STUDIES ON ESTROGEN BIOSYNTHESIS USING RADIOACTIVE AND STABLE ISOTOPES

The conversion of androgens into estrogen involves three distinct generic reactions which are catalyzed by a single P450 enzyme (aromatase or P450(aromatase)). The first step in the process is the conversion of 19-methyl into a hydroxymethyl group which requires NADPH + O2, thus representing the well-known hydroxylation process. The next stage, converting the -CH2OH into -CHO, also requires NADPH + O2 and may be rationalized either through a second hydroxylation reaction producing a gem-diol, CH(OH)2 (which dehydrates to the aldehyde), or via another route. The final stage in the process again uses NADPH + O2, culminating in the release of C-19 as formate. Our extensive studies using precursors containing 2H, 3H, and 18O have shown that the carbonyl oxygen of the 19-aldehyde group is the one that was introduced in the first step as the hydroxyl group. The aldehydic oxygen along with another, from O2, used in the third step of the process, is incorporated into the released formate.
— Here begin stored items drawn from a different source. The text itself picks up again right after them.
PR #3567, opened 2018-01-16
Show visited mission systems

tehhowch:
If a mission defines a waypoint, this waypoint is no longer visible once it has been visited, even if a task in said waypoint is incomplete (e.g. "destroy the Sestor drones"). Missions began tracking visited waypoints / stopovers in #3208, but they were not used outside of granting clearance to land without being fined.

This PR creates a faint ring around any visited waypoint of an active mission, when that mission is selected. In this screenshot I am in a waypoint system, and have the mission selected, which highlights the missions waypoints (both visited and unvisited).
image

### DIFF
--- a/source/Mission.cpp
+++ b/source/Mission.cpp
@@ -409,16 +409,30 @@ const Planet *Mission::Destination() const
 
 
 
-set<const System *> Mission::Waypoints() const
+const set<const System *> &Mission::Waypoints() const
 {
 	return waypoints;
 }
 
 
 
-set<const Planet *> Mission::Stopovers() const
+const set<const System *> &Mission::VisitedWaypoints() const
+{
+	return visitedWaypoints;
+}
+
+
+
+const set<const Planet *> &Mission::Stopovers() const
 {
 	return stopovers;
+}
+
+
+
+const set<const Planet *> &Mission::VisitedStopovers() const
+{
+	return visitedStopovers;
 }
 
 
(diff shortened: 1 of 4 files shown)


Tadrix:
Show "Has unfinished requirements" markers only where they hadn't been already visited.
Draw a circle around all waypoints for a selected mission. Lighter blue (like on screenshot, similar color to active job markers) for unvisited, darker color (similar to "waypoint you must visit" markers) for visited.

endless-sky:
Given that the usual meaning of a waypoint is "a system you have to visit to complete the mission," and therefore 95% of the time it would be preferable not to clutter the player's map with waypoints that have already been satisfied, I don't think this is useful. The Sestor missions are the only example I can think of of a case where you would want the marker to stick around, and in that case they still aren't helpful because their status shows which systems have been visited, not which ones still have drones in them.

tehhowch:
An alternate UI scheme with this information would be to draw darker grey (instead of blue) circles for any visited waypoints of the selected system. This would mean no need for an updated sprite, waypoint color, 6th pointer, etc.

I'll swap this to that scheme and provide a screenshot. If it's still no good then, I'll scrap it.

tehhowch:
<details><summary>Using "faint":</summary>


image
</details>
<details><summary>Using "dim":</summary>


image
</details>
<details><summary>Using "dim", with 50 segments:</summary>


image
</details>
Thoughts welcomed

Tadrix:
I'd say "faint" is the one. It's there, but not in the way of anything.

PR #3569, opened 2018-01-17
Don't try to match the top when scrolling down a big selected item.

flaviojs:
If the height of the selected item was a bit bigger than the main height, the auto-scroll would go up and down repeatedly and never stop.

### DIFF
--- a/source/ShopPanel.cpp
+++ b/source/ShopPanel.cpp
@@ -74,7 +74,7 @@ void ShopPanel::Step()
 		if(selectedBottomY > mainBottomY)
 			DoScroll(max(-30., mainBottomY - selectedBottomY));
 		// Scroll down until the bottoms or the tops match.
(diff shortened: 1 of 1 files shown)


tehhowch:
Can you give an example outfit for which this occurs?
(I've definitely had an issue where selecting an item caused the screen to rapidly pulse the sale catalog from top to bottom of the screen many times a second, but I can't seem to reproduce this on `master`)

flaviojs:
It's hard to reproduce since it depends on the initial position, the window size and the size of icon + details.

This will probably get you there:
 - use something that has an icon + details size a bit over window height - 40, ideally with a difference below 30 pixels (the max scroll amount)
 - force a scroll situation when you select the item by making sure the icon is partially hidden by the top of the window or in a position where the details will be partially hidden by the bottom of the window
 - fine tune it by adjusting the window height bit by bit

PR #3571, opened 2018-01-17
Adding inhibitor.wav

solardawning:
Adding an audio file for the Inhibitor Cannon, to replace its use of particle.wav

With the rapid rate of fire and its typical use in large numbers, the particle sound is jarring on the Inhibitor Cannon.

The intent of this replacement sound is not only to give it a unique audio, but also one that is less obtrusive when used rapid fire and in large numbers.

This audio is derived from the Korath Detainer (the supposed source of Remnant Inhibitor technology), but sped up and pitch altered to fit a smaller weapon.

For easy comparison: 
Here is the current Inhibitor Cannon, which shares audio with Particle Cannon:
https://webmshare.com/mP44X (I find this one very jarring when used by lots of ships)

And here is the proposed unique Inhibitor Cannon sound:
https://webmshare.com/q544g (Milder, based off Detainer audio)
https://webmshare.com/6j3nB (in Stream Fire mode, plus some engine noise for volume comparison in the last half)


tehhowch:
(you should post a comparison like @Pointedstick did for the blasters, so that it can be previewed easily)

solardawning:
Working on it. I've literally never recorded a video in anything before, but I'm figuring out how to as we speak.

tehhowch:
Can you also add a preview of the sound in streaming fire mode? (Just remove the `cluster` attribute from the cannon's definition to test this easily)
While the outfit is `cluster`, due to its range and speed you can get it into a stream fire equivalent if you rotate past your target under the right circumstances.

Also, do you have the same volume settings for both sounds? The particle is significantly louder than your proposed sound.

solardawning:
Yes, same volume for both. That's part of why I dislike the Particle Cannon sound. It's like nails on a chalkboard to me.

Here's a video of the proposed sound in stream fire mode, plus some engine noise for the latter half to give a volume scale comparison.
https://webmshare.com/6j3nB

tehhowch (approved):
sgtm

KiLEdEnNis:
in that 12-second video (stream fire) I notice some sort of mini pause after every second of firing, which makes it a little bit obvious the sound gets replayed
apart from that I like it

endless-sky:
What's the source and license information for the sound effect?

solardawning:
@endless-sky I mutated the Korath Detainer sound into it myself using Audacity (free, open source audio file editor).

PR #3574, opened 2018-01-17
Moved M. Fury to persons

Nescio0:
<s>Although I understand the Marauder Fury's need to defend itself, I think having it equipped with three Quarg Intrusion Countermeasures is hard to explain, lore-wise. This proposal replaces them with ordinary human laser rifles. There is no space (0/240) for security stations.</s>

Because it's a unique person ship, this proposal moves the M. Fury from the `marauders.txt` file to the `persons.txt` file to avoid unnecessary confusion.

### DIFF
--- a/data/marauders.txt
+++ b/data/marauders.txt
@@ -454,62 +454,6 @@ ship "Marauder Firebird" "Marauder Firebird (Weapons)"
 
 
 
-ship "Marauder Fury"
-	plural "Marauder Furies"
-	sprite "ship/mfury"
-	attributes
-		category "Interceptor"
-		"cost" 750000
-		"shields" 3000
-		"hull" 600
-		"required crew" 1
-		"bunks" 3
-		"mass" 100
-		"drag" 1.9
-		"heat dissipation" .85
-		"fuel capacity" 500
-		"cargo space" 15
-		"outfit space" 240
-		"weapon capacity" 80
-		"engine capacity" 100
-		"ramscoop" 2
-		weapon
-			"blast radius" 36
-			"shield damage" 360
-			"hull damage" 180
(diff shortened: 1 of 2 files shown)


Amazinite:
The Marauder Fury is a person ship, so I don't see the need to remove its intrusion countermeasures. This also makes the Marauder Fury considerably easier to capture, and it's intended to be a difficult capture.

kikotheexile:
The mfury in general, much like MZ's Kestrel, is a special ship that can freely break a few of the rules of the lore.

Nescio0:
It is the only Marauder which has Quarg technology. The M. Arrow (crew 2/5) has only laser rifles, the M. Raven has no hand-to-hand weapons at all.

Amazinite:
It is also the only Marauder that is a person ship.

Nescio0:
> It is also the only Marauder that is a person ship.

Why is it here and not in the `persons.txt` file then?

Amazinite:
That's a question for Local or Wrzl, who were the ones who made the Marauder ships.

Startome:
Truthfully being a person ship, I think it should be harder to capture or uncapturable. That said I don't think that idea will find much support

tehhowch:
I would place the ship definition below the person for whom it is used, rather than at the end of the file.

Wrzlprnft:
i think it's just a remnant of how local made that stuff: it was probably a normal marauder ship before he had the person idea.

Startome:
Yeah I really haven't had any problem right now with it set up as is. Any raider or baccy can easily capp it, it isn't too hard. My shield beetle could even capp it.

Nice to see you wrzl hope you are well.

PR #3575, opened 2018-01-17
Update needed declarations

tehhowch:
Double `using namespace std;`
Forward declaration of `class Sprite` in the .cpp when the .cpp already has `#include "Sprite.h"`


tehhowch:
Per https://github.com/endless-sky/endless-sky/pull/3312#issuecomment-357767874 I've added `#include "gl_header.h"` for uses of `glClear()`

PR #3576, opened 2018-01-17
Show location of player escorts on the map

tehhowch:
Another part of #3070 (and #2678 ) was that the player should have a way to know where their escorts are. This has also come up in other issues, where players have trouble locating systems (to go get stranded escorts, etc).

Rather than add a pointer or a thin ring around escort systems (which are generally used for missions), I've opted to fill in the central ring of a system with a small pip if it has at least one player ship. If the only escorts are parked, the pip will be dimmer than if there are unparked ships there.
This is an opt-out preference.

<details><summary>Preference panel</summary>

image
</details>
<details><summary>Escorts in Pherkad, Shaula, and Lesath</summary>

image
</details>

Possible alterations:
 - ~~Differentiate between systems with only parked escorts, and those with at least one unparked escort~~ Done
 - ~~Show the pip even for the player's system~~ Done
 - Choose a better preference name
 - ~~Make it opt-out or not optional~~ Done
 - Future Work: Tooltips

Feedback requested

### DIFF
--- a/source/MapPanel.cpp
+++ b/source/MapPanel.cpp
@@ -49,6 +49,26 @@ PARTICULAR PURPOSE.  See the GNU General Public License for more details.
 
 using namespace std;
 
+namespace {
+	// Log how many player ships are in a given system, regardless if they are parked or carried.
+	void TallyEscorts(const vector<shared_ptr<Ship>> &escorts, map<const System *, int> &locations)
+	{
+		locations.clear();
+		for(const auto &ship : escorts)
+		{
+			if(ship->IsDestroyed())
+				continue;
+			if(ship->GetSystem())
+				++locations[ship->GetSystem()];
+			else if(ship->CanBeCarried() && ship->GetParent() && ship->GetParent()->GetSystem())
+				++locations[ship->GetParent()->GetSystem()];
+		}
+	}
+	
+	const Color black(0., 1.);
+	const Color red(1., 0., 0., 1.);
+}
+
 const double MapPanel::OUTER = 6.;
 const double MapPanel::INNER = 3.5;
 const double MapPanel::LINK_WIDTH = 1.2;
@@ -69,6 +89,9 @@ MapPanel::MapPanel(PlayerInfo &player, int commodity, const System *special)
 	// Recalculate the fog each time the map is opened, just in case the player
 	// bought a map since the last time they viewed the map.
 	FogShader::Redraw();
+	// Recalculate escort positions every time the map is opened, as they may
+	// be changing systems even if the player does not.
+	TallyEscorts(player.Ships(), escortSystems);
 	
 	if(selectedSystem)
 		center = Point(0., 0.) - selectedSystem->Position();
@@ -97,6 +120,7 @@ void MapPanel::Draw()
 	++step;
 	DrawWormholes();
 	DrawTravelPlan();
+	DrawEscorts();
 	DrawLinks();
 	DrawSystems();
 	DrawNames();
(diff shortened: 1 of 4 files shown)


Tadrix:
Looks good.

> - Differentiate between systems with only parked escorts, and those with at least one unparked escort

I'd opt not to mark systems with parked escorts. Or, if mark them, do it very subtly — probably not worth it. The player can have escorts parked in many places, showing them all would clutter the map.

> - Show the pip even for the player's system

If do this at all, it should be different than other pips. (Different color, perhaps.)

> - Change the drawn color based on the number of escorts in a given system

If do this at all, they shouldn't differ much. I'd like a tooltip or a side panel better (showing how much there are, and, if not too many, their names).

> - Choose a better preference name

`Show escort locations on map` (?)

> - Make it opt-out

Or give the ability to opt out in the `preferences.txt`.
This last one stems from my opinion that most of new UI changes should be opt-out in the `preferences.txt` if feasible to give people an opportunity to test them and decide if they like them better.
Admittedly, as it is now, if pips don't show for parked escorts, I don't see why someone would opt out. Seems like an upgrade to me.

tehhowch:
- I'd do a tooltip before I made a key for the escort pips. Having a key is basically requiring a coloring scheme, and given the general lack of diversity (see relevant images of #3070 as it developed - the map is nearly all uncolored), this would be a very boring color scheme for almost every system.
My first take used discs and made them larger based on how many escorts were in a system (hence the map system-int structure) so I've already got the count available, would just need to add hover support.

 - All preferences are controllable via preferences.txt, this is just opt-in currently. I'll wait for more feedback before choosing to default-on or always-on-with-toggleable-parked-inclusion.

Tadrix:
One more thought: If number of ships is so large it is better not to display their names in the side panel or a tooltip (say, >10), display ship types and count instead?

For example, tooltip or sidebar if there are 3 ships:
Ships: 3
Aurora
Galatea
Andromeda

Tooltip or sidebar if there are 38 ships:
Ships: 27
6 transports
2 heavy freighters
2 interceptors
12 light warhips
2 medium warships
11 heavy warships 
3 fighters

(no mention of light warships or drones because in this example there aren't any)

endless-sky:
That looks a lot better than the ideas I tried for showing where escorts are present!

Here's what I would recommend:
1. **Making this opt-out or always-on behavior rather than opt-in.** (Because it's subtle enough that it's unlikely to annoy people.)
2. **Showing a pip for the player's flagship, too.** (This would mean that the player gets used to seeing that pip in the "current system" when they have only one ship, so when they have escorts it will be immediately intuitive what the multiple pips mean. That wouldn't be the case if the pips never show up until you have multiple ships.)
3. **A dim pip for systems with parked escorts and no unparked ones.** (Dim is a universal UI indication of inactivity, so again I think it'd be pretty intuitive.)

I'd definitely vote against the pips being colored. There's already enough color on the map that one more colored item would just be distracting.

tehhowch:
I have to thank @MCOfficer for suggesting the little gap between the pip and the system ring (I had originally had them filled), among others who gave initial feedback on Discord.

Thoughts on a tooltip? Definitely best left for a separate PR, but I could imagine it turning into an onhover that says "you have W escorts in this system, X are holding position, Y are parked, and Z are routing to you"
That'd obviously require tie-ins to accessing the AI::Orders class member, so a work in progress for sure.

endless-sky:
It might be good to start out with tooltips that just say one of the following:

```
N escort(s) present
N active escort(s) and M parked escort(s) present
M parked escort(s) present
```

That'd get you the most important information without needing to introduce too much complexity.

tehhowch:
Parked escorts in Shaula and Pherkad:
image

Also added checks that the player knows about the systems the escorts are in, since they use the best route and not the best known route.

Tadrix:
Do you have an image how they would look if they were faint instead of dim?

tehhowch:
The uninhabited color is `.2 .2 .2 0.`, while unexplored is `.1 .1 .1 0.`
Default rgba for `"faint"` is the same as unexplored, and `"dim"` is slightly brighter (.25 .25 .25 0.) than uninhabited.

Tadrix:
> I think I prefer "dim", because it's basically impossible to see the pip in Pherkad for the escorts parked there.

Agreed, dim is better.

tehhowch:
If this is desired as non-optional, then the DrawEscorts method should be folded into DrawSystems (it could anyway, and would just require checking a boolean derived from the preferences state for each system). I'd probably switch the preference to then be `"Show pips for parked escorts"`
Barring that change, (reserving tooltip implementation for a different PR), I think this is set.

It was found that at each stage of the process, oxygen atoms were introduced or transferred as "whole numbers." In light of these data, mechanisms in which H2O is used to promote the C-10-C-19 bond cleavage or those in which the conversion of the 19-oxoandrostenedione into estrogen is considered to occur via the sequence -CHO → -CH(OH)2 → estrogen are eliminated. In addition, our mechanistic analysis makes it unlikely that 1β-, 2β-, or 10β-hydroxysteroids serve as intermediates in estrogen biosynthesis. We consider a free radical mechanism for the hydroxylation process. The other two reactions, oxidation of the alcohol and C-10-C-19 bond cleavage, are viewed as variations on the "hydroxylation theme," representing alternative courses for the neutralization of radical species. For the aforementioned reactions, although it is not possible to propose a unique mechanistic sequence, alternatives are considered and our bias is indicated. © 1992.